◆ **Problem description**: Retype, word for word, every line of the records below starting at the one that contains "--- a/node-api/backend/getters.go" and ending at the one that contains "pollute the state"; include both of those lines and nothing more.

Entries taken from a collection:
┏━━
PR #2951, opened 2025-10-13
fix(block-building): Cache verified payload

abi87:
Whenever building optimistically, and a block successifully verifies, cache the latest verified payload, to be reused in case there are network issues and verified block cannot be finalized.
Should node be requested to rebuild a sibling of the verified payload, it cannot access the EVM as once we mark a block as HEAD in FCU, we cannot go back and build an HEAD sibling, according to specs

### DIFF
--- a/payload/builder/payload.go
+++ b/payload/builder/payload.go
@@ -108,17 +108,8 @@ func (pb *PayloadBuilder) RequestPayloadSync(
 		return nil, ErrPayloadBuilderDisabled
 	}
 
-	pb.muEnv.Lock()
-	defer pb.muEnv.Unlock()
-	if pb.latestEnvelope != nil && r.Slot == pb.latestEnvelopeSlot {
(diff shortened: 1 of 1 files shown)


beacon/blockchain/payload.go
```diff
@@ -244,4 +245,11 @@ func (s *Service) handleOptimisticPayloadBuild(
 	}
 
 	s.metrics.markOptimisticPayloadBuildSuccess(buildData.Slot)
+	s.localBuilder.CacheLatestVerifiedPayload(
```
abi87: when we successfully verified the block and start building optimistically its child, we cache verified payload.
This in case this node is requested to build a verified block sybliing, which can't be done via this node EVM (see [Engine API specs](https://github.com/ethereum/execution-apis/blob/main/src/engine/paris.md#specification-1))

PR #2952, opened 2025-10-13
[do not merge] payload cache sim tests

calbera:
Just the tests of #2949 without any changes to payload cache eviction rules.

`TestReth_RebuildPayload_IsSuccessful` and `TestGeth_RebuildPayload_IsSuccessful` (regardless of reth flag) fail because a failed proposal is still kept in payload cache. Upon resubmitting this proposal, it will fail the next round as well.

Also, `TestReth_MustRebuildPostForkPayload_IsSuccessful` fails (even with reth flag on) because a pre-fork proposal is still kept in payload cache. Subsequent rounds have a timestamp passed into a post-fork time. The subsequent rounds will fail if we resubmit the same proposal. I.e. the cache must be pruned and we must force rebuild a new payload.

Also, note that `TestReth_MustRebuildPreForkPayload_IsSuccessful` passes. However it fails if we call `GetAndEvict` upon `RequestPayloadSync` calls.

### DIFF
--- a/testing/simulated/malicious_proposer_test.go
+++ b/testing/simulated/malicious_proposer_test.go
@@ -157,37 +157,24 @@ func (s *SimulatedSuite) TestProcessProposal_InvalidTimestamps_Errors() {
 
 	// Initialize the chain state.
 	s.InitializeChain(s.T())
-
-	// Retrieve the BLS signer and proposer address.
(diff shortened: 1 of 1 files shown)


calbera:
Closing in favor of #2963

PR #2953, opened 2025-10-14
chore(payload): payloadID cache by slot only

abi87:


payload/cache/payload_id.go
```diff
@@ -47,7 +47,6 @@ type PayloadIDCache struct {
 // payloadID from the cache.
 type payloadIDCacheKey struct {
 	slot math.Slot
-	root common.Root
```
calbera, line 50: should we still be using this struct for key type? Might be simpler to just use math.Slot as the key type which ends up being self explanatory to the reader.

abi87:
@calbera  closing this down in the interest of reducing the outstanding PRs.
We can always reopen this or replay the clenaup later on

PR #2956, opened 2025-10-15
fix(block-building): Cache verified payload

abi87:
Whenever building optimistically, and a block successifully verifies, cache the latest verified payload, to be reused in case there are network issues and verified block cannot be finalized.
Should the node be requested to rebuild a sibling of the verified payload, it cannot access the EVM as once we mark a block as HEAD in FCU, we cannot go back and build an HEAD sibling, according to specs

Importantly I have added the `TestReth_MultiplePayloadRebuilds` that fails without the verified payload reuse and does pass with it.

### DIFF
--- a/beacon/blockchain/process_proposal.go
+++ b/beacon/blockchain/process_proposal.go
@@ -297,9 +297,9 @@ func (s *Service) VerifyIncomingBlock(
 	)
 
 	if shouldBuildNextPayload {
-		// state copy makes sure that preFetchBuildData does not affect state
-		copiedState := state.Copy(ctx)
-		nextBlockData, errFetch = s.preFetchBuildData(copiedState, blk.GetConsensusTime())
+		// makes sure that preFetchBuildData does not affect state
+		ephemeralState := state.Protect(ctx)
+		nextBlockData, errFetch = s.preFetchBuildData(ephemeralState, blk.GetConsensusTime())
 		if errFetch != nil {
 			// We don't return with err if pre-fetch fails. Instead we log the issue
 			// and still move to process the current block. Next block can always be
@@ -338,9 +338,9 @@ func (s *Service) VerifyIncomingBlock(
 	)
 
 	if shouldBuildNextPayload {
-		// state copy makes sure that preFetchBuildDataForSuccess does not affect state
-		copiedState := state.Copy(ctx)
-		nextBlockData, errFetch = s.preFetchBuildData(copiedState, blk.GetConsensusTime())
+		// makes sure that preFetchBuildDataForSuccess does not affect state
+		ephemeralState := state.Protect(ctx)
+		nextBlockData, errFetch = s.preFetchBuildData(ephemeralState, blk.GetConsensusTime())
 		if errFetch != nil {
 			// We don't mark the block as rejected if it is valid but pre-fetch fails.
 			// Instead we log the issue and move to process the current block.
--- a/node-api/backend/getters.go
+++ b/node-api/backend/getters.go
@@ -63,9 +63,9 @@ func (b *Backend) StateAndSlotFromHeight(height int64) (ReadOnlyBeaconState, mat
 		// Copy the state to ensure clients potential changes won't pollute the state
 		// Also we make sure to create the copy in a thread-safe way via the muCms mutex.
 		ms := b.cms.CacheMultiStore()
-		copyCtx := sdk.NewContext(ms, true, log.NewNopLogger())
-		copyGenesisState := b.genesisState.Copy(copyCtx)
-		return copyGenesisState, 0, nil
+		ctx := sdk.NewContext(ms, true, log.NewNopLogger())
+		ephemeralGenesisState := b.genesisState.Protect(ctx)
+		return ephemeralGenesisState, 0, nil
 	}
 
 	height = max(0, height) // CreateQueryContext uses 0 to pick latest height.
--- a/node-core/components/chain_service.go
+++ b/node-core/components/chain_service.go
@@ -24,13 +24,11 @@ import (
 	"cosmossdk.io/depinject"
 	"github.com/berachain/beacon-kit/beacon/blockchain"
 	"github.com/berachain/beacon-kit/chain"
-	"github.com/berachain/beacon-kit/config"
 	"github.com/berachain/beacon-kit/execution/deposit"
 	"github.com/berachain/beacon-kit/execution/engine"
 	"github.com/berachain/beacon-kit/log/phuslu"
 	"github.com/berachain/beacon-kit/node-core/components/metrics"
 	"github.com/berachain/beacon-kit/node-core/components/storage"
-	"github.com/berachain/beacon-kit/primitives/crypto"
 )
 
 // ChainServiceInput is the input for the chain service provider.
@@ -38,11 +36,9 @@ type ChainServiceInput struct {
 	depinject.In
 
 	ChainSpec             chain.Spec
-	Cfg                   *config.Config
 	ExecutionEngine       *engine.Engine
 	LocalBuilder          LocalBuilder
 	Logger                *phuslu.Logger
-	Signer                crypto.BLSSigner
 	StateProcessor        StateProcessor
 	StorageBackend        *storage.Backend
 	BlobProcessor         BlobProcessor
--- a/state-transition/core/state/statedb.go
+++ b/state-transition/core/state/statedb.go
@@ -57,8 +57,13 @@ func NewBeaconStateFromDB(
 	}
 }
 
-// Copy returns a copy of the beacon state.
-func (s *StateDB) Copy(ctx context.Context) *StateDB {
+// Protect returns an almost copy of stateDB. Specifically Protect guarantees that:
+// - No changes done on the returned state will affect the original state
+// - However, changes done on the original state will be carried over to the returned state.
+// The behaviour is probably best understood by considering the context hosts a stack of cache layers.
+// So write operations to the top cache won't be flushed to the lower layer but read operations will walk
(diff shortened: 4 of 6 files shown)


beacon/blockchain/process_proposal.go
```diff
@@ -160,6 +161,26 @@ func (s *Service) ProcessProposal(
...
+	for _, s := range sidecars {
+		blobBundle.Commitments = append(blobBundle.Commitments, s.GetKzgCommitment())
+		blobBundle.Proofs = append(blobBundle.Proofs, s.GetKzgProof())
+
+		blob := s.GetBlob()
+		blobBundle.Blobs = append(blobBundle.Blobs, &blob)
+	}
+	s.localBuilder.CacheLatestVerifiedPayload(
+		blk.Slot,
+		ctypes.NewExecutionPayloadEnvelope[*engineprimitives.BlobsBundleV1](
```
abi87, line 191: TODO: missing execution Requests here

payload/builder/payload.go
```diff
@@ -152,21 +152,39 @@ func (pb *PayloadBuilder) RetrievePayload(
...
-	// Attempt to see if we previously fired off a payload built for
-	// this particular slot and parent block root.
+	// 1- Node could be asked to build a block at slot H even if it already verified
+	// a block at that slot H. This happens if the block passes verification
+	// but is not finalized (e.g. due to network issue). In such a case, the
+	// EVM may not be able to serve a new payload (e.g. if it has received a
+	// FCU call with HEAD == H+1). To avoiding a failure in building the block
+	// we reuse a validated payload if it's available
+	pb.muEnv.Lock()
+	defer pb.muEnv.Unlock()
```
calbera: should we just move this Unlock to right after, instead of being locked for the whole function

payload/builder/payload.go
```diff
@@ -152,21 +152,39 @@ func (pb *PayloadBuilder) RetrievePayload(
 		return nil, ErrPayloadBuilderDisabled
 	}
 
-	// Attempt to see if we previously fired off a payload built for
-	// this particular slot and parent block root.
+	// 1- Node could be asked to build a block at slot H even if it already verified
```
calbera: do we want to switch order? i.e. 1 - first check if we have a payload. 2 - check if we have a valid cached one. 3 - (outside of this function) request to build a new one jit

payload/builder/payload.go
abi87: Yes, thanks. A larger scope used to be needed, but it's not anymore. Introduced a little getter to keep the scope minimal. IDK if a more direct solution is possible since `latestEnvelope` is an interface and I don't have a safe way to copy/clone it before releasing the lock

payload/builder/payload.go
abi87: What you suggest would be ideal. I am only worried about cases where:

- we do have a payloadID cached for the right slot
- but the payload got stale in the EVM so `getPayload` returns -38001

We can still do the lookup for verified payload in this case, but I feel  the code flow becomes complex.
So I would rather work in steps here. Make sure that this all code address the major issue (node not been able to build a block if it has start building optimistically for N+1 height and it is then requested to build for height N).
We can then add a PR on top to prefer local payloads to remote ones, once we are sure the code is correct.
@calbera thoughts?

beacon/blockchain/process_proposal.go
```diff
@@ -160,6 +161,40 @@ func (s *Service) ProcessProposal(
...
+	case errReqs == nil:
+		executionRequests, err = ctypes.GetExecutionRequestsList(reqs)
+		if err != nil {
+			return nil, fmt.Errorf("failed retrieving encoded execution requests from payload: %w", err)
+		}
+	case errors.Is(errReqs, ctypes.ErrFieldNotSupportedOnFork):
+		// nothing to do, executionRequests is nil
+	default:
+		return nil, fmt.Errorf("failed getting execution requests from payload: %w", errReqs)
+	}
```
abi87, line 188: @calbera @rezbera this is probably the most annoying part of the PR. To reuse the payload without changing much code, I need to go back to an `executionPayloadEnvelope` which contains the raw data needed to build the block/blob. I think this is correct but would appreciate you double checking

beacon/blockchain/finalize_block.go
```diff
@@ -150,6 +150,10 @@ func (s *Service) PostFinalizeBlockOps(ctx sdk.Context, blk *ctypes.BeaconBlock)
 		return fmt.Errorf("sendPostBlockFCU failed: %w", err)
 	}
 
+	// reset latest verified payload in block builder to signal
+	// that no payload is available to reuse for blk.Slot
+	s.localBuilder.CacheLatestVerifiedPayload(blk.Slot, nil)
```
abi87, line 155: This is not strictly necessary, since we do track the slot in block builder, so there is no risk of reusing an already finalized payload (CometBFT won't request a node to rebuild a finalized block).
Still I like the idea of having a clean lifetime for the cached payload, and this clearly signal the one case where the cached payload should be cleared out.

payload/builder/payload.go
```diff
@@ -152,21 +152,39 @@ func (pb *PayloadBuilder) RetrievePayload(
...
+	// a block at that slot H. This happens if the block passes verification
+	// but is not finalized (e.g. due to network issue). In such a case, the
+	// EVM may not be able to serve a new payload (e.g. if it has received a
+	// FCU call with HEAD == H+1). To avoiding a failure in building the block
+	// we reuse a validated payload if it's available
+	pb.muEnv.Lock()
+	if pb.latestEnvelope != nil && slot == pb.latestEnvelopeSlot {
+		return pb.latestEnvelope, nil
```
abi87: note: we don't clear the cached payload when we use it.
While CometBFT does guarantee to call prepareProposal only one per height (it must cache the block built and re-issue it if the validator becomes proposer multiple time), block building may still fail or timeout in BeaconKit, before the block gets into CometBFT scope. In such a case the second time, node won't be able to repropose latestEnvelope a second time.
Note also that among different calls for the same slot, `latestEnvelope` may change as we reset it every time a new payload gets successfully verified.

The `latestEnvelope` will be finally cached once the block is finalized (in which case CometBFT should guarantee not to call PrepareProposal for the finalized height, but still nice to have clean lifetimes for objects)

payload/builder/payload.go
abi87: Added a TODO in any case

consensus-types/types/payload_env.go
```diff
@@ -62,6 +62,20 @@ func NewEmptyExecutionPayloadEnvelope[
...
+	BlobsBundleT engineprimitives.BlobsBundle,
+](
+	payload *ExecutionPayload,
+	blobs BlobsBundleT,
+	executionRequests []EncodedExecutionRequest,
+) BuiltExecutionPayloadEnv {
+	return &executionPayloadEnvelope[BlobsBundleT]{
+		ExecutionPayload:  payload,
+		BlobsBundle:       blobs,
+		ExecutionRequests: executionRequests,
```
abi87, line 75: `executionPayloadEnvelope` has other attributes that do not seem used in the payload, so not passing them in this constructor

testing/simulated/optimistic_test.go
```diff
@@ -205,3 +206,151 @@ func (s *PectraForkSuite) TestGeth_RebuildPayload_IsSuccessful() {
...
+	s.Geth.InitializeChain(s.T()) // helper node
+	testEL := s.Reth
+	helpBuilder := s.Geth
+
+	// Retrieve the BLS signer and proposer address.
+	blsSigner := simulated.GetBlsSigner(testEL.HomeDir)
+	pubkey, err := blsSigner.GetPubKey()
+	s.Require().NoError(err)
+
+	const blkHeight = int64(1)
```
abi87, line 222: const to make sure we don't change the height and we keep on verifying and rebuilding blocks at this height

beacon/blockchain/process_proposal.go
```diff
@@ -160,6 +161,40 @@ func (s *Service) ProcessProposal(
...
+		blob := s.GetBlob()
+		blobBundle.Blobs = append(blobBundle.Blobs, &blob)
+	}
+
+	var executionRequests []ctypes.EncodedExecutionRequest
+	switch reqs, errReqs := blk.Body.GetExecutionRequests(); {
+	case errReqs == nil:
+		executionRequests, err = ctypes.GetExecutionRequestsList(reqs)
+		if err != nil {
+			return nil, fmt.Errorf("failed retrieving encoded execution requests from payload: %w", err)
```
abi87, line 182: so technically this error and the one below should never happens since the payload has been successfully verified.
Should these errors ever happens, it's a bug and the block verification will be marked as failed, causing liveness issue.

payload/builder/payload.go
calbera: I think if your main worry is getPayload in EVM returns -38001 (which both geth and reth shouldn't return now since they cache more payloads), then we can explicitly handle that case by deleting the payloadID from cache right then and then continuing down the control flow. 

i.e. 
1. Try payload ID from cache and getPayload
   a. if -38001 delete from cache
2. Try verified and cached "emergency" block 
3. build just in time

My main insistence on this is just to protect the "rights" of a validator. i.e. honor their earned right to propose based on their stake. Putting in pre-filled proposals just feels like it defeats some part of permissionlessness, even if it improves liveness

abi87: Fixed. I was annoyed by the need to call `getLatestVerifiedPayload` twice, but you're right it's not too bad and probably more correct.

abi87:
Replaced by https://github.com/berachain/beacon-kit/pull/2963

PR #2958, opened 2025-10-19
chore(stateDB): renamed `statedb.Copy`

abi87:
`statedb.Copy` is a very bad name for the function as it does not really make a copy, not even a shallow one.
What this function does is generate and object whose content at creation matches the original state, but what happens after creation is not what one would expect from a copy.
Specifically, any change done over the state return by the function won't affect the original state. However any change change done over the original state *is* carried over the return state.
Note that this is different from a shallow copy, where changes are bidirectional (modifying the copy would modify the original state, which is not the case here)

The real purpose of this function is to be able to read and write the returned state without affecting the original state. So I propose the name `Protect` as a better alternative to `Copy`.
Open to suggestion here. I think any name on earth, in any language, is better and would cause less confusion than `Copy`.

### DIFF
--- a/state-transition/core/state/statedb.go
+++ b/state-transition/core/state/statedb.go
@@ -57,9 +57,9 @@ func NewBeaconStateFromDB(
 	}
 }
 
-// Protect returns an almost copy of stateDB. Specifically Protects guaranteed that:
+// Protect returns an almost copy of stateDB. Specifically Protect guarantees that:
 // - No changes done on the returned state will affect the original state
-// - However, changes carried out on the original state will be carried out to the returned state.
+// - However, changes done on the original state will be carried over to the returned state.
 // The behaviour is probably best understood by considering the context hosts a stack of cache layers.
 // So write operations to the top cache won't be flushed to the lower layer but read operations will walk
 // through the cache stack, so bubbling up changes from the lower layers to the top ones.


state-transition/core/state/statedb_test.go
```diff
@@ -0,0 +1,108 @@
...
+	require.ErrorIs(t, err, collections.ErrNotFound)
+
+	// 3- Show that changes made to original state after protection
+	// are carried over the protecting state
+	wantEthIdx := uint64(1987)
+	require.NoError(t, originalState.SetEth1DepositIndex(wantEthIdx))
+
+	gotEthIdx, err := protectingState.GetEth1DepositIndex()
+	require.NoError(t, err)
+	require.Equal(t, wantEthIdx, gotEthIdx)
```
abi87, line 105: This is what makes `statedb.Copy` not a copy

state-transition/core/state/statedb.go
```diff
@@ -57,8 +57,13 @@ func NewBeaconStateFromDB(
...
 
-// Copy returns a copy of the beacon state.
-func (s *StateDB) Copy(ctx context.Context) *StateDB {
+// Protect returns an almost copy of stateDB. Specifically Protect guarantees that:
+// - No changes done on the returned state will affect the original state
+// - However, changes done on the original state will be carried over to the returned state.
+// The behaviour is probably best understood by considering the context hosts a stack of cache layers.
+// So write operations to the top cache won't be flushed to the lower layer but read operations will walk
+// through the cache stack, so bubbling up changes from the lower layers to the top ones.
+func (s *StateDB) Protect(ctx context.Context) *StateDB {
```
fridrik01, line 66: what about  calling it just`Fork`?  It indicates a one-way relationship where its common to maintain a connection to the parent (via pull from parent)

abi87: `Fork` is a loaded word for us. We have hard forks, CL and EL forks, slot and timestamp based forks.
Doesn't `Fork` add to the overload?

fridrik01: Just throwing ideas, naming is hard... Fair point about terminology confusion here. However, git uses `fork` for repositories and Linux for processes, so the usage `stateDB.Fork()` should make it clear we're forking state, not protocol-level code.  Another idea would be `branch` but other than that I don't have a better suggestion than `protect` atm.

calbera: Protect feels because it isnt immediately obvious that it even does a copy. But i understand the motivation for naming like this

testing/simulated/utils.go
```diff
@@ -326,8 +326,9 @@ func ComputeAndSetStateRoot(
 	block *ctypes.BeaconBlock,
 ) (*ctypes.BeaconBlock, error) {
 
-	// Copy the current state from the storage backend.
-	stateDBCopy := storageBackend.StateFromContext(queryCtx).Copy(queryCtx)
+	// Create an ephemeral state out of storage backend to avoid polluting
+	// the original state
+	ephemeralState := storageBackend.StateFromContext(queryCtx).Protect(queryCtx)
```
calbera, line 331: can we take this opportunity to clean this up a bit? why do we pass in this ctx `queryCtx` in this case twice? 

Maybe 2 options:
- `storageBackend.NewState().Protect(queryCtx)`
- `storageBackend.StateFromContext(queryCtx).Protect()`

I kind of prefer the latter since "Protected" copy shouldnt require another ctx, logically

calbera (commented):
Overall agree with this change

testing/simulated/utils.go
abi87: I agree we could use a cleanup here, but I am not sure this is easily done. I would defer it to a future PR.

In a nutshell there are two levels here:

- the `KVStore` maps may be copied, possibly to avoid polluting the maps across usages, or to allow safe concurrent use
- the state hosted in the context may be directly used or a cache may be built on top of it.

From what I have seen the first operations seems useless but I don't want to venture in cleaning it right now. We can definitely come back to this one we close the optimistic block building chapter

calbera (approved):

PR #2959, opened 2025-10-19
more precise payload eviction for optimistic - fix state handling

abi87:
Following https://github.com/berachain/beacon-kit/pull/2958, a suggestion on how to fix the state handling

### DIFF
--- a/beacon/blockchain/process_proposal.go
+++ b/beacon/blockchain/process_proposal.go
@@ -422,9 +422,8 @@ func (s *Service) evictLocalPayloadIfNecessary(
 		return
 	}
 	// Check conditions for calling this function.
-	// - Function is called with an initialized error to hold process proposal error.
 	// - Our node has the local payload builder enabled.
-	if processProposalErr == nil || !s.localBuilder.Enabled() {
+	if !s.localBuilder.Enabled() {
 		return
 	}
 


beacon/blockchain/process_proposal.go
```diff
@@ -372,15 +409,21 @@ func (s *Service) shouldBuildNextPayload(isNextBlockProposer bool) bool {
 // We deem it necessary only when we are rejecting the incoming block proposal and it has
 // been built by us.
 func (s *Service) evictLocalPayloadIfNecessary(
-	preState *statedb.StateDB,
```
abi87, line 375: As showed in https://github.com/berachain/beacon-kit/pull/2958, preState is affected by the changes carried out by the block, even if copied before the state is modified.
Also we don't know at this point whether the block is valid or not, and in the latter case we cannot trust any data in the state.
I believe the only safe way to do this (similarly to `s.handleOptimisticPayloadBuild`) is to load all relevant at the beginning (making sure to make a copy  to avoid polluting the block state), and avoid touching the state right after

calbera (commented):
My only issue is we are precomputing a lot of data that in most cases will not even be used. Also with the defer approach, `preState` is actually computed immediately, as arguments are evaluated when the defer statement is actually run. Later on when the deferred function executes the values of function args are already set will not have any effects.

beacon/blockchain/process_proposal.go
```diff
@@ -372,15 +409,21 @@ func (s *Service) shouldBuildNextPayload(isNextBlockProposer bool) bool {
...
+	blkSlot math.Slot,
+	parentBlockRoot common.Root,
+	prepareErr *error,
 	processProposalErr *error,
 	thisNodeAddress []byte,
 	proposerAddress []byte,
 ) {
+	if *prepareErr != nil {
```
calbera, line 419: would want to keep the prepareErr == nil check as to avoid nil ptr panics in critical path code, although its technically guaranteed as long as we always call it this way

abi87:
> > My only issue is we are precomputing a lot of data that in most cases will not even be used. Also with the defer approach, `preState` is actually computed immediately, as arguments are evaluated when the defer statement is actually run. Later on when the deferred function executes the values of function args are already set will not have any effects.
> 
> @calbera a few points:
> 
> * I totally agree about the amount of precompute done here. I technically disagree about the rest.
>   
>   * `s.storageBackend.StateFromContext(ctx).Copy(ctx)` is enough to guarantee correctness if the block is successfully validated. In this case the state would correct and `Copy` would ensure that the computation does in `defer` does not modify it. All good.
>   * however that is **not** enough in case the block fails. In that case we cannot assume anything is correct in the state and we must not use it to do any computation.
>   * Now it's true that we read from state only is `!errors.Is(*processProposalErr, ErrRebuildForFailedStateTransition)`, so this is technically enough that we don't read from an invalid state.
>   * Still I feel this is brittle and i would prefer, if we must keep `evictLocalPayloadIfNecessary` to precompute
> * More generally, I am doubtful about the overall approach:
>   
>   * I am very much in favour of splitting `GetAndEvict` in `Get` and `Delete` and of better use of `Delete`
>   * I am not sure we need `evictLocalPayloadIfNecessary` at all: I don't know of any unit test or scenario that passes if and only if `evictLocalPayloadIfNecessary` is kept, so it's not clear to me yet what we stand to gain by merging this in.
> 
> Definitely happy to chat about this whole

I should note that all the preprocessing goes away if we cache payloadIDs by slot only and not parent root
┗━━
◆ **Result**:
--- a/node-api/backend/getters.go
+++ b/node-api/backend/getters.go
@@ -63,9 +63,9 @@ func (b *Backend) StateAndSlotFromHeight(height int64) (ReadOnlyBeaconState, mat
 		// Copy the state to ensure clients potential changes won't pollute the state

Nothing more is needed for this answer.